The second common mistake is omitting graceful shutdown. Without it, Kubernetes sends SIGTERM and immediately stops routing traffic to the pod — but the pod's in-flight requests are still being processed. With a 5-10 second request timeout and no graceful shutdown, every in-flight request at deployment time returns a 503. At 10 deployments per day, that is 10 traffic spikes of errors that accumulate in SLO burn rate dashboards.
Resource requests and limits are equally critical. Missing resource requests means the Kubernetes scheduler cannot make informed placement decisions, and the HPA has no baseline for scaling decisions. Missing limits means a memory leak in one pod can consume all node memory, triggering OOM kills of unrelated pods on the same node.
This guide covers the full production deployment stack: Deployment/Service/ConfigMap/Secret YAML, probe configuration, graceful shutdown setup, HPA with both CPU and custom Prometheus metrics, resource sizing formulas, and the operational checklist for zero-downtime deploys.
Complete Kubernetes Deployment YAML
A production Spring Boot Kubernetes deployment requires eight distinct resource types working together: Deployment, Service, ConfigMap, Secret, HorizontalPodAutoscaler, PodDisruptionBudget, ServiceAccount, and (optionally) a NetworkPolicy. Omitting any of these creates operational gaps.
The Deployment spec defines the pod template, container configuration, resource requests/limits, health probes, lifecycle hooks, and rolling update strategy. The strategy.rollingUpdate section should specify maxUnavailable=0 (zero pods taken down before new ones are ready) and maxSurge=1 (one extra pod spun up during rollout) for true zero-downtime deploys.
Resource requests must be set accurately based on observed metrics, not guessed. Under-setting requests causes the scheduler to pack too many pods on one node, leading to noisy-neighbour CPU throttling. Over-setting requests wastes capacity and prevents efficient bin-packing. The target is to set requests at the p50 (median) observed usage and limits at the p99 plus a 20% buffer.
The ServiceAccount with minimal RBAC permissions follows the principle of least privilege. Spring Cloud Kubernetes uses the service account to read ConfigMaps for live configuration reload — scope this permission tightly.
A PodDisruptionBudget with minAvailable=1 (or maxUnavailable=1 for larger deployments) ensures that node drains during cluster maintenance do not take down all pods simultaneously. This is frequently overlooked and causes unnecessary downtime during infrastructure maintenance.
Health Probes: Readiness vs Liveness vs Startup
Kubernetes provides three probe types that serve distinct purposes.
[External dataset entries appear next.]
PR #4247, opened 2023-07-01
Populate user's githubToken if logging in via githubauth

siggisim:
**Related issues**: N/A

### DIFF
--- a/enterprise/server/githubauth/githubauth.go
+++ b/enterprise/server/githubauth/githubauth.go
@@ -22,11 +22,12 @@ import (
 )
 
 const (
-	githubIssuer   = "https://github.com"
-	contextUserKey = "auth.githubuser"
-	loginPath      = "/login/github/"
-	authPath       = "/auth/github/"
-	jwtDuration    = 24 * 365 * time.Hour
+	githubIssuer      = "https://github.com"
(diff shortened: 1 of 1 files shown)


enterprise/server/githubauth/githubauth.go
```diff
@@ -211,28 +220,28 @@ func (a *githubAuthenticator) SSOEnabled() bool {
 	return false
 }
 
-func (a *githubAuthenticator) authenticateUser(w http.ResponseWriter, r *http.Request) (*claims.Claims, *github.GithubUserResponse, error) {
+func (a *githubAuthenticator) authenticateUser(w http.ResponseWriter, r *http.Request) (*claims.Claims, *github.GithubUserResponse, *tables.Session, error) {
```
bduffany, line 223: nit: it might be a bit cleaner to have a struct like

```
type authenticatedGitHubUser struct {
    Profile *github.GithubUserResponse
    AccessToken string
}
```

and then return that from this func / store it in ctx under `auth.githubuser`

bduffany (approved):

enterprise/server/githubauth/githubauth.go
siggisim: Much cleaner, done!

PR #4255, opened 2023-07-05
Enable golang staticcheck analyzer S1019 (Simplify make call by omitting redundant arguments)

iain-macdonald:
**Related issues**: N/A


tylerwilliams:
I don't really care about this one -- feels like 6 of one, half dozen of the other. Don't feel it really improves clarity much. Can we skip?

PR #4259, opened 2023-07-06
nogo_config.json: programatically generate the json config

sluongng:
Use skylib's write_file to programatically create the json config file
from starlark structs.

Also adjusted the `external/` regex to support Windows path separator.

**Related issues**: N/A


BUILD
```diff
@@ -1,14 +1,80 @@
...
+                    "exclude_files": {
+                        ".*_cgo_gotypes\\.go": "cgo internal files",
+                    },
+                },
+            } | {
+                analyzer: {
+                    "only_files": {
+                        "/server/": "Server code",
+                        "/enterprise/server/": "Enterprise server code",
+                    },
```
sluongng, line 49: Not quite sure why we don't apply these checks to the rest of the code base. I.e. `//cli/...` code is being excluded

Probably worth investigating in the future

iain-macdonald (approved):

PR #4263, opened 2023-07-06
workflows: allow fetching private repo dependencies matching target repo host

bduffany:
Tested with a private repo. The only issue I ran into was that the GH app also needs to be configured with access to the private repo, and the error message is confusing if it doesn't have access (the error message is just "repo not found").

Decided to use a credential helper instead of the `url.{}.insteadOf` trick, to avoid storing credentials on disk.

**Related issues**: https://github.com/buildbuddy-io/buildbuddy-internal/issues/2173


siggisim (approved):

sluongng:
😍 this is amazing!

tylerwilliams (approved):

PR #4264, opened 2023-07-06
CLI: Don't apply .bazelrc when running `bazel help` to collect metadata

siggisim:
If you apply .bazelrc options and you have `common` flags in your .bazelrc to the `bazel help` command, which may be invalid.

This causes problems until this Bazel fix is in (but will continue to cause problems on old versions):
https://github.com/bazelbuild/bazel/pull/18609


bduffany (approved):
woops, good catch

PR #4330, opened 2023-07-17
executor: allow using overlayfs for action workspaces

bduffany:
Adds a new flag `--executor.workspace.overlayfs_enabled` which enables overlayfs for action workspaces and another flag `--executor.workspace.overlayfs_anonymous_only` to enable it only for anonymous users (which may be preferable when already using group-level filecache isolation for authenticated users). This provides an alternative to reflinking to get copy-on-write for action inputs.

The behavior of this flag is:
- If overlayfs is enabled for the current task, then before running any actions in the workspace, "convert" the workspace to an overlayfs mount.
- "Convert" does the following: 
  - Rename the existing workspace path to `{path}.lower` - inputs will go in this dir and cannot be overwritten by actions
  - Create `{path}.work` (for overlayfs temp data) and `{path}.upper` (for changes)
  - Mount the overlayfs to the pre-existing `{path}`
- This "conversion" approach allows the changes to the existing `workspace` package to be minimal. All we have to do is hardlink inputs to the `{path}.lower` dir. Everywhere else (e.g. action working directory, uploading action outputs), we can still use `workspace.Path()` to get the action working directory, which points to the overlayfs mount dir and is where the action should be reading and writing files.
- After running an action, we perform an "apply" operation which applies the changes from the upper dir to the lower dir, without actually modifying any of the files in the lower dir. (This can also be thought of as "flattening" the layers.) This is done for 2 reasons:
  - Since we use `dirHelper` for downloading inputs and uploading outputs, it simplifies the code so that `dirHelper` can always just be working from `lowerdir` instead of downloading inputs from lowerdir and uploading from the mount dir.
  - It ensures that when we hardlink new inputs into the lowerdir for the next action (in the case of runner recycling), the changes are guaranteed to be visible (i.e. not "masked" by something in the upperdir).
- Note: It might seem a bit "unsafe" to be messing with files in the upper and lower dirs, but this sort of thing is not discouraged in the manual pages for overlayfs. The specification for overlayfs is clear e.g. about what file deletion markers look like, so as long as we're following the specification, we should be OK.

Benchmark results (from GCP VM matching current executor configuration)

```
goos: linux
goarch: amd64
cpu: Intel(R) Xeon(R) CPU @ 3.10GHz
BenchmarkOverlayfs/OverlayEnabled_ReadFile_1B-16                  132554              7824 ns/op
BenchmarkOverlayfs/OverlayDisabled_ReadFile_1B-16                 177919              6671 ns/op
BenchmarkOverlayfs/OverlayEnabled_ReadFile_1KiB-16                149977              7982 ns/op
BenchmarkOverlayfs/OverlayDisabled_ReadFile_1KiB-16               169365              6887 ns/op
BenchmarkOverlayfs/OverlayEnabled_ReadFile_4KiB-16                133058              8929 ns/op
BenchmarkOverlayfs/OverlayDisabled_ReadFile_4KiB-16               150868              7860 ns/op
BenchmarkOverlayfs/OverlayEnabled_ReadFile_8KiB-16                117721             10076 ns/op
BenchmarkOverlayfs/OverlayDisabled_ReadFile_8KiB-16               131685              9157 ns/op
BenchmarkOverlayfs/OverlayEnabled_ReadFile_50KiB-16                50624             23179 ns/op
BenchmarkOverlayfs/OverlayDisabled_ReadFile_50KiB-16               53535             22065 ns/op
BenchmarkOverlayfs/OverlayEnabled_ReadFile_100KiB-16               34107             35225 ns/op
BenchmarkOverlayfs/OverlayDisabled_ReadFile_100KiB-16              35740             33563 ns/op
BenchmarkOverlayfs/OverlayEnabled_WriteFile_1B-16                  38896             29462 ns/op
BenchmarkOverlayfs/OverlayDisabled_WriteFile_1B-16                 53720             21583 ns/op
BenchmarkOverlayfs/OverlayEnabled_WriteFile_1KiB-16                39532             29479 ns/op
BenchmarkOverlayfs/OverlayDisabled_WriteFile_1KiB-16               52353             21704 ns/op
BenchmarkOverlayfs/OverlayEnabled_WriteFile_4KiB-16                39133             29495 ns/op
BenchmarkOverlayfs/OverlayDisabled_WriteFile_4KiB-16               53686             21603 ns/op
BenchmarkOverlayfs/OverlayEnabled_WriteFile_8KiB-16                36180             32434 ns/op
BenchmarkOverlayfs/OverlayDisabled_WriteFile_8KiB-16               46580             24317 ns/op
BenchmarkOverlayfs/OverlayEnabled_WriteFile_50KiB-16               20928             57340 ns/op
BenchmarkOverlayfs/OverlayDisabled_WriteFile_50KiB-16              24051             49096 ns/op
BenchmarkOverlayfs/OverlayEnabled_WriteFile_100KiB-16              14228             84356 ns/op
BenchmarkOverlayfs/OverlayDisabled_WriteFile_100KiB-16             15501             74746 ns/op
```

Results from a simple build (overlayfs is about 20% slower):

```
build //server/util/...
1 local executor
---
anonymous user, overlayfs enabled
warmup build: done
build 1: 104.5s
build 2: 106.3s
---
authenticated user, overlayfs disabled
warmup build: done
build 1: 84.5s
build 2: 87.1s
```

I checked to see if there are any knobs available that would help improve performance - I found the [`volatile`](https://www.redhat.com/sysadmin/container-volatile-overlay-mounts) mount option but it didn't measurably affect performance (it seems to be more applicable to some niche workloads which do a lot of `fsync` operations - the article mentions "Certain tools like RPM call for a sync after every file is written to disk").

**Related issues**: https://github.com/buildbuddy-io/buildbuddy-internal/issues/2441


enterprise/server/remote_execution/overlayfs/overlayfs_linux.go
```diff
@@ -0,0 +1,206 @@
...
+	}
+	for _, e := range entries {
+		if err := os.RemoveAll(filepath.Join(o.UpperDir, e.Name())); err != nil {
+			return status.WrapError(err, "remove upper dir entry")
+		}
+	}
+	return nil
+}
+
+func forceDir(path string, perm fs.FileMode) error {
```
tylerwilliams, line 179: maybe could call this forceMkdir?

enterprise/server/remote_execution/runner/runner.go
```diff
@@ -69,6 +69,9 @@ var (
 	// can't be added to the pool and must be cleaned up instead.
 	maxRunnerMemoryUsageBytes = flag.Int64("executor.runner_pool.max_runner_memory_usage_bytes", 0, "Maximum memory usage for a recycled runner; runners exceeding this threshold are not recycled.")
 	podmanWarmupDefaultImages = flag.Bool("executor.podman.warmup_default_images", true, "Whether to warmup the default podman images or not.")
+
+	overlayfsEnabled  = flag.Bool("executor.workspace.overlayfs_enabled", false, "Enable overlayfs for executor workspaces. This provides a stronger guarantee that the executor's local cache cannot be modified by actions. Only available on Linux, and requires the executor to have mount() permissions as well as the overlayfs kernel module to be enabled.")
+	overlayfsAnonOnly = flag.Bool("executor.workspace.overlayfs_anonymous_only", false, "Restrict usage of overlayfs to unauthenticated requests only.")
```
tylerwilliams, line 74: I'm not sure I understand why we need this flag? It seems like we want:

- a flag to flip this on/off for anon
- a platform property so anyone can turn this on (if it's enabled)

enterprise/server/remote_execution/workspace/workspace.go
```diff
@@ -270,8 +298,23 @@ func (ws *Workspace) UploadOutputs(ctx context.Context, cmd *repb.Command, execu
...
+		if ws.overlay != nil {
+			// When overlayfs is enabled, apply the changes from upperdir to
+			// lowerdir, since dirHelper's root dir is configured as the
+			// lowerdir and it needs to see the output files.
+			//
+			// Optimization: if recycling is not enabled, then at this point the
+			// runner should be removed and cannot affect any files in the
+			// workspace anymore, so it is safe to rename the outputs files in
+			// upperdir here rather than copying.
+			recyclingEnabled := platform.IsTrue(platform.FindValue(ws.task.GetCommand().GetPlatform(), platform.RecycleRunnerPropertyName))
```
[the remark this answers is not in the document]
bduffany: Without this optimization, we have to do full copies of all output files in the action instead of being able to hardlink like we do today. I think the IO savings will be worth the small amount of extra complexity.

The comment here frames it as an optimization but when I was originally writing the code I thought of it more as handling an edge case - hardlinking is our preferred/simplest way of copying files, but when runner recycling is enabled we have to fall back to a clunky/inefficient full-copy for safety reasons.

enterprise/server/remote_execution/runner/runner.go
tylerwilliams: can we do this in a followup? I think we should test this first, on our own stuff, on anon only, to begin with. (I'm fine if you want to add this functionality later in a followup)

enterprise/server/remote_execution/workspace/workspace.go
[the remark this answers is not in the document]
tylerwilliams: ok.

enterprise/server/remote_execution/runner/runner.go
bduffany: sg - kept the anon-only flag and removed the executor-wide one.

tylerwilliams (approved):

Confusing them is one of the most common and damaging production misconfigurations.
The liveness probe answers: 'Is this container worth keeping alive?' Kubernetes kills and restarts a container that fails the liveness probe. Therefore, liveness should only check application-internal state — is the JVM running, is the main thread alive, is there no deadlock. It must NOT check external dependencies like databases. If the database goes down, the application is still alive and should remain alive, waiting for the database to recover. Checking external health in the liveness probe causes pod restarts on infrastructure failures, worsening the situation.
The readiness probe answers: 'Is this container ready to receive traffic?' Kubernetes removes a pod from the Service's endpoint pool when it fails the readiness probe, stopping new traffic from routing to it. Readiness SHOULD check external dependencies: is the database connection pool healthy, is the cache warm, are required downstream services reachable. A pod that is failing readiness is still alive and counted in replica count — it just does not receive traffic.
The startup probe answers: 'Has the application finished starting up?' It runs instead of liveness and readiness until it succeeds, giving slow-starting applications (Spring Boot with many auto-configurations, database migration on startup) time to initialise without triggering liveness failures. Once the startup probe succeeds, Kubernetes switches to liveness and readiness probes.
Spring Boot Actuator exposes these three endpoints out of the box with management.endpoint.health.probes.enabled=true. The /actuator/health/liveness endpoint reports LivenessState (CORRECT or BROKEN). The /actuator/health/readiness endpoint reports ReadinessState (ACCEPTING_TRAFFIC or REFUSING_TRAFFIC). Your application can programmatically update these states via ApplicationAvailability.
Graceful Shutdown
Graceful shutdown is the process by which a Spring Boot application, upon receiving SIGTERM from Kubernetes, stops accepting new requests, allows in-flight requests to complete, then cleanly shuts down its connections and resources. Without it, every rolling deployment or node drain causes visible errors for the requests in flight at the moment of pod termination.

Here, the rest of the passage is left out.